DIRECTIONS:
From the material below, pull each line containing the string "uuids".

DATA EXCERPTS:
PR #1895, opened 2023-02-03
Warning about duplicated uuids on sample results upload

### LINKED ISSUE #1891: "Upload results informing wrong not-found-uuid count if repeated samples in csv file"

leandroradusky:
Closes #1891.

Upon uploading results files for samples, if there were duplicated uuids, there was a wrong behavior on the count of found and not found uuids.
As was discussed in the text of the issue, now, if there are invalid or duplicated sample uuids, this modal is shown:

image

And then, inform invalid uuids (nonexistent within CDx user), the warning is shown just as before:

image

But for valid duplicated samples, the system now just ignores its second appearance, as in this file that contains twice the same sample:

image

### DIFF
--- a/app/views/samples/_upload_results_js.haml
+++ b/app/views/samples/_upload_results_js.haml
@@ -58,10 +58,11 @@
                 var samples = [] // samples uuids
                 var duplicates = false
                 lines.forEach(function(line) { 
-                    if (line != '' && isUUID(line.split(',')[0])){
-                        if (samples.indexOf(line.split(',')[0]) == -1){
-                            samples_param.push( 'uuids[]=' + line.split(',')[0] );
-                            samples.push( line.split(',')[0] );
+                    var row = line.split(',');
+                    if (line != '' && isUUID(row[0])){
+                        if (samples.indexOf(row[0]) == -1){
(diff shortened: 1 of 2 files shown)


app/views/samples/_upload_results_js.haml
```diff
@@ -56,11 +56,16 @@
...
                 var samples = [] // samples uuids
-
+                var duplicates = false
                 lines.forEach(function(line) { 
                     if (line != '' && isUUID(line.split(',')[0])){
-                        samples_param.push( 'uuids[]=' + line.split(',')[0] );
-                        samples.push( line.split(',')[0] );
+                        if (samples.indexOf(line.split(',')[0]) == -1){
+                            samples_param.push( 'uuids[]=' + line.split(',')[0] );
+                            samples.push( line.split(',')[0] );
```
ysbaddaden, line 64: Maybe memoize `var row = line.split(',')` so we don't split & allocate the same array 4 times (starting from line 61)?

ysbaddaden (commented):
Sounds good for now. We might want to improve the handling of errors in a future refinement (I'll write an issue about it).

ysbaddaden (approved):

TASK SOLUTION:
Warning about duplicated uuids on sample results upload
Upon uploading results files for samples, if there were duplicated uuids, there was a wrong behavior on the count of found and not found uuids.
As was discussed in the text of the issue, now, if there are invalid or duplicated sample uuids, this modal is shown:
And then, inform invalid uuids (nonexistent within CDx user), the warning is shown just as before:
                 var samples = [] // samples uuids
-                            samples_param.push( 'uuids[]=' + line.split(',')[0] );
                 var samples = [] // samples uuids
-                        samples_param.push( 'uuids[]=' + line.split(',')[0] );
+                            samples_param.push( 'uuids[]=' + line.split(',')[0] );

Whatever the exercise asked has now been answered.